SP-O: Speech processing
8:30am - 8:45am
Speaker-adaptive neural vocoders for parametric speech synthesis systems
1Naver Corp., Korea, Republic of (South Korea); 2Yonsei University, Korea, Republic of (South Korea)
This paper proposes speaker-adaptive neural vocoders for parametric text-to-speech (TTS) systems. Recently proposed WaveNet-based neural vocoding systems successfully generate a time sequence of speech signal with an autoregressive framework. However, it remains a challenge to synthesize high-quality speech when the amount of a target speaker's training data is insufficient. To generate more natural speech signals with the constraint of limited training data, we propose a speaker adaptation task with an effective variation of neural vocoding models. In the proposed method, a speaker-independent training method is applied to capture universal attributes embedded in multiple speakers, and the trained model is then optimized to represent the specific characteristics of the target speaker. Experimental results verify that the proposed TTS systems with speaker-adaptive neural vocoders outperform those with traditional source-filter model-based vocoders and those with WaveNet vocoders, trained either speaker-dependently or speaker-independently. In particular, our TTS system achieves 3.80 and 3.77 MOS for the Korean male and Korean female speakers, respectively, even though we use only ten minutes' speech corpus for training the model.
8:45am - 9:00am
SPECTROGRAM-BASED CLASSIFICATION OF SPOKEN FOUL LANGUAGE USING DEEP CNN
Multimedia University, Malaysia
Excessive content of profanity in audio and video files has proven to shape one’s character and behavior. Currently, conventional methods of manual detection and censorship are being used. Manual censorship method is time consuming and prone to misdetection of foul language. This paper proposed an intelligent model for foul language censorship through automated and robust detection by deep convolutional neural networks (CNNs). A dataset of foul language was collected and processed for the computation of audio spectrogram images that serve as an input to evaluate the classification of foul language. The proposed model was first tested for 2-class (Foul vs Normal) classification problem, the foul class is then further decomposed into a 10-class classification problem for exact detection of profanity. Experimental results show the viability of proposed system by demonstrating high performance of curse words classification with 1.24-2.71 Error Rate (ER) for 2-class and 5.49-8.30 F1-score.

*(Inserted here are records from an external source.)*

PR #1090, opened 2025-09-18
dix: add callback before ClientRec is being destroyed

metux:
Existing client-state hook isn't sufficient for this, and so easy to
be extended cleanly (*1). Adding a new callback is trivial and cheap,
so preferring this way, instead of trying to tweak the existing hook
for something it's never been designed for.

*1) see discussion here: https://github.com/X11Libre/xserver/pull/1077

### DIFF
--- a/dix/dispatch.c
+++ b/dix/dispatch.c
@@ -103,6 +103,7 @@ Equipment Corporation.
 #include <X11/fonts/fontstruct.h>
 #include <X11/fonts/libxfont2.h>
 
+#include "dix/client_priv.h"
 #include "dix/colormap_priv.h"
 #include "dix/cursor_priv.h"
 #include "dix/dix_priv.h"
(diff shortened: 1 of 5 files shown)


algrid (approved):

dix/dispatch.c
```diff
@@ -3546,6 +3547,7 @@ CloseDownClient(ClientPtr client)
         TouchListenerGone(client->clientAsMask);
         GestureListenerGone(client->clientAsMask);
         FreeClientResources(client);
+        CallCallbacks(&ClientDestroyCallback, client);
```
stefan11111, line 3550: Doesn't this also have to be initialized with the actual callback function?

metux: > Doesn't this also have to be initialized with the actual callback function?

that's the job of follow-ups - this one just adding the callback itself

PR #1094, opened 2025-09-20
Small fbdevhw cleanups

stefan11111:


stefan11111:
@metux @b-aaz
Does any driver use framebuffer mmio?
xf86-video-fbdev uses just fbmem.
How is that mmio even meant to be used?

metux:
> @metux @b-aaz Does any driver use framebuffer mmio? xf86-video-fbdev uses just fbmem. How is that mmio even meant to be used?

No idea whether anybody's actually using it.
Feel free to check all drivers (also the older ones) - and if really isn't used, I'm okay with dropping it.

PR #1099, opened 2025-09-22
Xext: namespace: fix NULL derefence on client close

metux:
Removing the namespace assignment of killed clients in ClientState-hook
is too early - we still need it later. Using the new ClientDestroyCallback
instead.

Closes: https://github.com/X11Libre/xserver/issues/486

### DIFF
--- a/Xext/namespace/hook-clientstate.c
+++ b/Xext/namespace/hook-clientstate.c
@@ -33,13 +33,23 @@ void hookClientState(CallbackListPtr *pcbl, void *unused, void *calldata)
         break;
 
     case ClientStateRetained:
-        XnamespaceAssignClient(subj, NULL);
         break;
     case ClientStateGone:
-        XnamespaceAssignClient(subj, NULL);
         break;
     default:
         XNS_HOOK_LOG("unknown state =%d\n", client->clientState);
         break;
     }
+}
+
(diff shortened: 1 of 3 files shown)


Xext/namespace/hook-clientstate.c
```diff
@@ -33,13 +33,23 @@ void hookClientState(CallbackListPtr *pcbl, void *unused, void *calldata)
...
     default:
         XNS_HOOK_LOG("unknown state =%d\n", client->clientState);
         break;
     }
 }
+
+void hookClientDestroy(CallbackListPtr *pcbl, void *unused, void *calldata)
+{
+    ClientPtr client = calldata;
+    struct XnamespaceClientPriv *subj = XnsClientPriv(client);
```
algrid, line 48: Shouldn't we use the `XNS_HOOK_HEAD` macro here?

algrid:
@metux Is there a separate PR where `hookClientDestroy` is actually registered/called?

metux:
> @metux Is there a separate PR where `hookClientDestroy` is actually registered/called?

whoops, I forgot to register the hook.
fixed it.

thanks for finding this.

metux:
@algrid ping

algrid:
@metux I only had a question about the potential `XNS_HOOK_HEAD` macro use (see my comment above), but that's not critical, everything else looks good.

PR #1102, opened 2025-09-22
Xi: inline SProcXChangeDeviceControl()

metux:

### DIFF
--- a/Xi/chgdctl.c
+++ b/Xi/chgdctl.c
@@ -67,37 +67,6 @@ SOFTWARE.
 
 /***********************************************************************
  *
- * This procedure changes the control attributes for an extension device,
- * for clients on machines with a different byte ordering than the server.
- *
- */
-
-int _X_COLD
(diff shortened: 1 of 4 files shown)


Xi/chgdctl.c
```diff
@@ -67,44 +67,23 @@ SOFTWARE.
...
-    swaps(&ctl->control);
-    swaps(&ctl->length);
-    switch (stuff->control) {
-    case DEVICE_ABS_CALIB:
-    case DEVICE_ABS_AREA:
-    case DEVICE_CORE:
-    case DEVICE_ENABLE:
-    case DEVICE_RESOLUTION:
-        /* hmm. beer. *drool* */
-        break;
```
algrid, line 93: Hmm, not sure what did they mean by this switch in the old code...

metux: didn't do anything, so probably some ancient relic.

PR #1109, opened 2025-09-22
Fix small cursor sizes

stefan11111:


stefan11111:
ping @notbabaisyou

metux (approved):

stefan11111:
@metux @notbabaisyou @cepelinas9000 @X11Libre/wranglers ping

metux:
> @metux @notbabaisyou @cepelinas9000 @X11Libre/wranglers ping

okay for me. gonna merge it when getting some more acks.

cepelinas9000:
LGTM.

Compiled and tried patch  - didn't immediately broke anything. *note: I cannot confidently comment on `HARDWARE_CURSOR_SOURCE_MASK_INTERLEAVE_*`  constants

HaplessIdiot:
been using this on the V conversion and it works great! smaller cursor buffer when not using the entire 64x64 is just good practice to further reduce input latency.

Soccera1:
LGTM. I asked copilot and it said
> The fallback block sets both width and height to 64 only if either DRM query fails. This is usually fine, but double-check that partial failures (only one query failing) are handled as intended.

about this
```c
if (ret1 || ret2) {
    fallback.width  = 64;
    fallback.height = 64;
}
```
It looks fine to me as is but I'm not super familiar with graphics code so I'll put this here in case I'm missing something and copilot is right.

stefan11111:
> I asked copilot and it said

Please do not use ai to review patches.
Do not use ai to submit patches either.

Sending this in reply to you because you did it, but this applies to everyone else.

As for the question, yes, this is intended.

stefan11111:
> LGTM.
> 
> Compiled and tried patch - didn't immediately broke anything. *note: I cannot confidently comment on `HARDWARE_CURSOR_SOURCE_MASK_INTERLEAVE_*` constants

I'm not sure about these either.
Looking at different drivers, they all use different constants.
The modesetting driver used 64-bit interleave, with no reasoning about why that is.
The intel driver also uses 64-bit interleave, along with lots of other flags.
Nouveau and nv use 32-bit interleave.
Ati and amdgpu use 1-bit interleave.

I didn't find any documentation for any of these values, nor any reasoning for them in commit messages.

From my testing, all these interleave values, including no interleave, worked for cursors bigger that 64x64.

With this patch, I kept the 64-bit interleave for 64 pixel cursors and bigger, which are the only ones that work right now, and I change the interleave for smaller cursors, which otherwise are broken.

Soccera1:
> > I asked copilot and it said
> 
> Please do not use ai to review patches.
> Do not use ai to submit patches either.
> 
> Sending this in reply to you because you did it, but this applies to everyone else.
> 
> As for the question, yes, this is intended.

To be clear, I did manually review it. I just used AI to make sure I hadn't missed anything. I then manually reviewed what it found, then saw that it looked fine. I was intending to give the patch the OK but I thought that I'd send contradictory findings too, just to be thorough.

I am not attempting to defend myself here as this may have been inappropriate either way, but rather to simply understand the AI policy further as this is the first time I'm hearing about it and I can't find any info in the readme or wiki.

callmetango:
> I am not attempting to defend myself here as this may have been inappropriate either way, but rather to simply understand the AI policy further as this is the first time I'm hearing about it and I can't find any info in the readme or wiki.

Yes, at the moment the XLibre project has no AI policy so you couldn't find one. I will create a discussion regarding this so we can better guide contributors in the future.

HaplessIdiot:
> > > I asked copilot and it said
> > 
> > 
> > Please do not use ai to review patches.
> > Do not use ai to submit patches either.
> > Sending this in reply to you because you did it, but this applies to everyone else.
> > As for the question, yes, this is intended.
> 
> To be clear, I did manually review it. I just used AI to make sure I hadn't missed anything. I then manually reviewed what it found, then saw that it looked fine. I was intending to give the patch the OK but I thought that I'd send contradictory findings too, just to be thorough.
> 
> I am not attempting to defend myself here as this may have been inappropriate either way, but rather to simply understand the AI policy further as this is the first time I'm hearing about it and I can't find any info in the readme or wiki.


 this is good thanks for understanding why this is a little silly. no harm done just please keep ai for autocomplete and finding documentation in the future. it cannot write code or vet code by itself like this

metux:
Asking AI as a research tool is totally fine. Google search also an AI.
Letting it write actual code is a different matter, but this isn't the issue here.

callmetango:
Please see [Add rules on AI generated and AI checked code · X11Libre/misc · Discussion #22](https://github.com/orgs/X11Libre/discussions/22).

stefan11111:
Looking more at this, I think one of the reasons this patch worked is because nvidia expects 32-bit interleave.
Pushed a commit that checks the gpu vendor and sets interleave accordingly.

@josephcrowell According to https://stackoverflow.com/questions/65428454/incorrect-gl-vendor-and-gl-renderer-in-chromium-build , the renderer name for amd contains `"AMD"`.
Can you check on your machine if this is true?
Try running `$ glxinfo | grep OpenGL | egrep 'vendor|renderer'`

stefan11111:
@metux

I don't get how the wrong mask interleave value breaks only for small cursors, but works fine with larger cursors on nvidia.
Any thoughts on that?

stefan11111:
I also opened an issue about this upstream, maybe they know more about this: https://gitlab.freedesktop.org/xorg/xserver/-/issues/1846

stefan11111:
@metux Thoughts on this?

hw/xfree86/drivers/video/modesetting/driver.c
```diff
@@ -1852,6 +1854,43 @@ CreateWindow_oneshot(WindowPtr pWin)
     return ret;
 }
 
+static int
```
metux, line 1859: do we really want to add a hard dependency on EGL here ?

stefan11111: Fixed

metux:
@algrid @b-aaz @josephcrowell @cepelinas9000 
your oppinion ?
if anybody of you acking this, I'm gonna merge it.

cepelinas9000:
I'm ACK'ing this. It is optimisation. For testing tried with various cursor sizes using nvidia, intel gpus worked correctly. 
  
Dare to say after patch using laptop with intel gpu the emi to speakers started sounding little different...

stefan11111:
@algrid @b-aaz @josephcrowell @metux ping

PR #1112, opened 2025-09-22
dbe: formatting cleanup

metux:


HaplessIdiot:
Looks excellent for cleanup thanks for doing so much hard work

PR #1114, opened 2025-09-22
os: xtrans: drop unused transport table indices

metux:
These aren't used anymore, so no need to keep them any longer.

### DIFF
--- a/os/Xtrans.c
+++ b/os/Xtrans.c
@@ -70,19 +70,12 @@ from The Open Group.
  * Always add to the end of the list.
  */
 
-#define TRANS_TLI_INET_INDEX		1
-#define TRANS_TLI_TCP_INDEX		2
-#define TRANS_TLI_TLI_INDEX		3
 #define TRANS_SOCKET_UNIX_INDEX		4
 #define TRANS_SOCKET_LOCAL_INDEX	5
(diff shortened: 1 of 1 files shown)


os/Xtrans.c
```diff
@@ -70,19 +70,12 @@ from The Open Group.
...
-#define TRANS_TLI_INET_INDEX		1
-#define TRANS_TLI_TCP_INDEX		2
-#define TRANS_TLI_TLI_INDEX		3
 #define TRANS_SOCKET_UNIX_INDEX		4
 #define TRANS_SOCKET_LOCAL_INDEX	5
 #define TRANS_SOCKET_INET_INDEX		6
 #define TRANS_SOCKET_TCP_INDEX		7
-#define TRANS_DNET_INDEX		8
 #define TRANS_LOCAL_LOCAL_INDEX		9
-/* 10 used to be PTS, but that's gone. */
```
algrid, line 82: Hmm, maybe still leave (and add more) such comments just for historical perspective?

metux: don't think that's necessary ... in near future this probably will go away anyways.
these indices are local-only just inside xtrans itself.

algrid (approved):

PR #1115, opened 2025-09-23
dix: replace XACE_SERVER_ACCESS by direct callback

metux:
Move the callbacks directly into DIX, since it's actually core infrastructure.
Also simplifying the whole machinery, by just using a simpel CallbackListPtr.

### DIFF
--- a/Xext/security.c
+++ b/Xext/security.c
@@ -35,6 +35,7 @@ in this Software without prior written authorization from The Open Group.
 #include "dix/registry_priv.h"
 #include "dix/request_priv.h"
 #include "dix/resource_priv.h"
+#include "dix/server_priv.h"
 #include "miext/extinit_priv.h"
 #include "os/audit.h"
 #include "os/auth.h"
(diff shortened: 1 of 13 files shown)


Xext/security.c
```diff
@@ -1015,14 +1016,14 @@ SecurityExtensionInit(void)
     ret &= AddCallback(&ClientStateCallback, SecurityClientState, NULL);
     ret &= AddCallback(&ExtensionAccessCallback, SecurityExtension, NULL);
     ret &= AddCallback(&ExtensionDispatchCallback, SecurityExtension, NULL);
+    ret &= AddCallback(&ServerAccessCallback, SecurityExtension, NULL);
```
algrid: Is it correct that the second argument here is `SecurityExtension`, but in `DeleteCallback` it’s `SecurityServer`?

metux: you're right. it needs to be SecurityServer.
thanks for spotting this

PR #1116, opened 2025-09-23
present: unexport symbols not used by drivers

metux:
these symbols aren't used by any external drivers (not even proprietary
Nvidia), so no need to keep them exported any longer:

 * present_check_flips
 * present_register_complete_notify
 * present_can_window_flip
 * uint32_t FakeScreenFps

Since it's not any *effective* ABI change, can go into current ABI-25 line.

Note: some functions still need to be _X_EXPORT'ed for in-tree modules, but they're not part of SDK anymore.

### DIFF
--- a/glx/glxcmds.c
+++ b/glx/glxcmds.c
@@ -39,6 +39,7 @@
 #include "dix/resource_priv.h"
 #include "dix/rpcbuf_priv.h"
 #include "os/bug_priv.h"
+#include "present/present_priv.h"
 
 #include "glxserver.h"
 #include <unpack.h>
--- a/hw/xfree86/drivers/video/modesetting/drmmode_display.c
+++ b/hw/xfree86/drivers/video/modesetting/drmmode_display.c
@@ -36,6 +36,7 @@
 
 #include "dix/dix_priv.h"
 #include "os/fmt.h"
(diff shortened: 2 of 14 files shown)


stefan11111:
> * present_check_flips

The modesetting driver uses this, it has to be exported.

stefan11111:
> these symbols aren't used by any external drivers (not even proprietary Nvidia), so no need to keep them exported any longer

How did you check this for Nvidia, and for what version?

Note that a simple `nm -D ... | grep ...` doesn't work, as the nvidia driver uses `dlopen` and friends for some symbols.

cepelinas9000:
> Did simple grep trough X11Libre repository and additionally checked https://github.com/neutrinolabs/xorgxrdp . There where no references.

note: I ignored check `xserver` directory

metux:
> > * present_check_flips
> 
> The modesetting driver uses this, it has to be exported.

It's still _X_EXPORT'ed, but not part of SDK anymore.

stefan11111:
> > > * present_check_flips
> > 
> > 
> > The modesetting driver uses this, it has to be exported.
> 
> It's still _X_EXPORT'ed, but not part of SDK anymore.

LGTM then.

PR #3465, opened 2026-08-01
Xext/randr: Set the legacy RandR size range to include rotations

stefan11111:
Currently, the legacy RandR `GetInfo` path for X servers and drivers that call `RRRegisterSize` goes through the size list, finds the min/max witth and height, and sets that as the allowed size range.

The problem is that, for example on a 1400x1050 screen (Xephyr size), trying to rotate the screen to the right fails.

```
$ xrandr --output default --mode 1400x1050
xrandr: Failed to get size of gamma for output default
$ xrandr --output default --rotate right
xrandr: screen cannot be larger than 1600x1200 (desired size 1050x1400)
```

With this patch, the rotation is properly applied as expected.

Having the X server/driver call `RRScreenSetSizeRange` doesn't help, since `RRScanOldConfig` undoes it.

We could probably instead add the rotated sizes, but that seems ugly, since those rotated sizes can't actually be set,
and would be just there to work around RandR.

This affects Xephyr, Xfbdev, and any X server/driver that calls `RRRegisterSize`. I didn't test all the in-tree X servers, but from looking at them, they should be able to gracefully handle a request to set an unsupported mode, and some might even gain the ability to rotate.

I didn't test any xf86 drivers to see if they benefit from this. modesetting doesn't, since it doesn't call `RRRegisterSize`.

If there are any X servers/drivers that don't handle rotations gracefully, we really should fix them.

## Backport dashboard

| Branch | PR | Status |
|--------|----|--------|
| `release/25.2` | [#3563](https://github.com/X11Libre/xserver/pull/3563) | 🔄 Open |
| `release/25.1` | [#3582](https://github.com/X11Libre/xserver/pull/3582) | 🔄 Open |
| `release/25.0` | [#3597](https://github.com/X11Libre/xserver/pull/3597) | 🔄 Open |

PR #3563, opened 2026-08-20
(release/25.2) randr: Set the legacy RandR size range to include rotations

metux:

```
```

### DIFF
--- a/Xext/randr/rrinfo.c
+++ b/Xext/randr/rrinfo.c
@@ -80,8 +80,8 @@ RRScanOldConfig(ScreenPtr pScreen, Rotation rotations)
     RRCrtcPtr crtc;
     RRModePtr mode, newMode = NULL;
     int i;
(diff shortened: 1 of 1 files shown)


metux:
## Review: randr: Set the legacy RandR size range to include rotations

Changes `RRScanOldConfig` to compute a single `minSize`/`maxSize` from both width and height (i.e. `min(w,h)` / `max(w,h)`), then passes `RRScreenSetSizeRange(minSize, minSize, maxSize, maxSize)`. This allows rotated modes (e.g. 1400×1050 → 1050×1400) to fall within the allowed range.

- **Driver ABI:** No impact — RandR-internal.
- **Security:** Not a security issue — RandR mode-setting logic.
- **Backport:** Not a security/crash fix. Rotation correctness bug for Xephyr and legacy-RandR drivers. Maintainer decides.
- **CI:** Queued/in-progress.

### Verdict

**Passed.** Correct fix, well-explained in the commit message.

Proposed Resnet50 architecture outperforms other models in terms of accuracy, sensitivity, specificity, F1-score.
9:00am - 9:15am
A Low Complexity Long Short-Term Memory Based Voice Activity Detection
Harman international industries, China, People's Republic of
Voice Activity Detection (VAD) plays an important role in audio processing, but it is also a common challenge when a voice signal is corrupted with strong and transient noise. In this paper, an accurate and causal VAD module using a long short-term memory (LSTM) deep neural network is proposed. A set of features including Gammatone cepstral coefficients (GTCC) and selected spectral features are used. The low complex structure allows it can be easily implemented in speech processing algorithms and applications. With carefully pre-processing and labeling the collected training data in the classes of speech or non-speech and training on the LSTM net, experiments show the proposed VAD is able to distinguish speech from different types of noisy background effectively. Its robustness against changes including varying frame length, moving speech sources and speaking in different languages, are further investigated.
9:15am - 9:30am
Improving Speech Recognition for Under-resourced Languages Utilizing Audio-codecs for Data Augmentation
Otto-von-Guericke-Universität Magdeburg, Germany
To train end-to-end automatic speech recognition models, it requires a large amount of labeled speech data. This goal is challenging for languages with fewer resources. In contrast to the commonly used feature level data augmentation, we propose to expand the training set by using different audio codecs at the data level. The augmentation method consists of using different audio codecs with changed bit rate, sampling rate, and bit depth. The change reassures variation in the input data without drastically affecting the audio quality. Besides, we can ensure that humans still perceive the audio, and any feature extraction is possible later. To demonstrate the general applicability of the proposed augmentation technique, we evaluated it in an end-to-end automatic speech recognition architecture in four languages. After applying the method, on the Amharic, Dutch, Slovenian, and Turkish datasets, we achieved a 1.57 average improvement in the character error rates (CER) without integrating language models. The result is comparable to the baseline result, showing CER improvement of 2.78, 1.25, 1.21, and 1.05 for each language. On the Amharic dataset, we reached a syllable error rate reduction of 6.12 compared to the baseline result.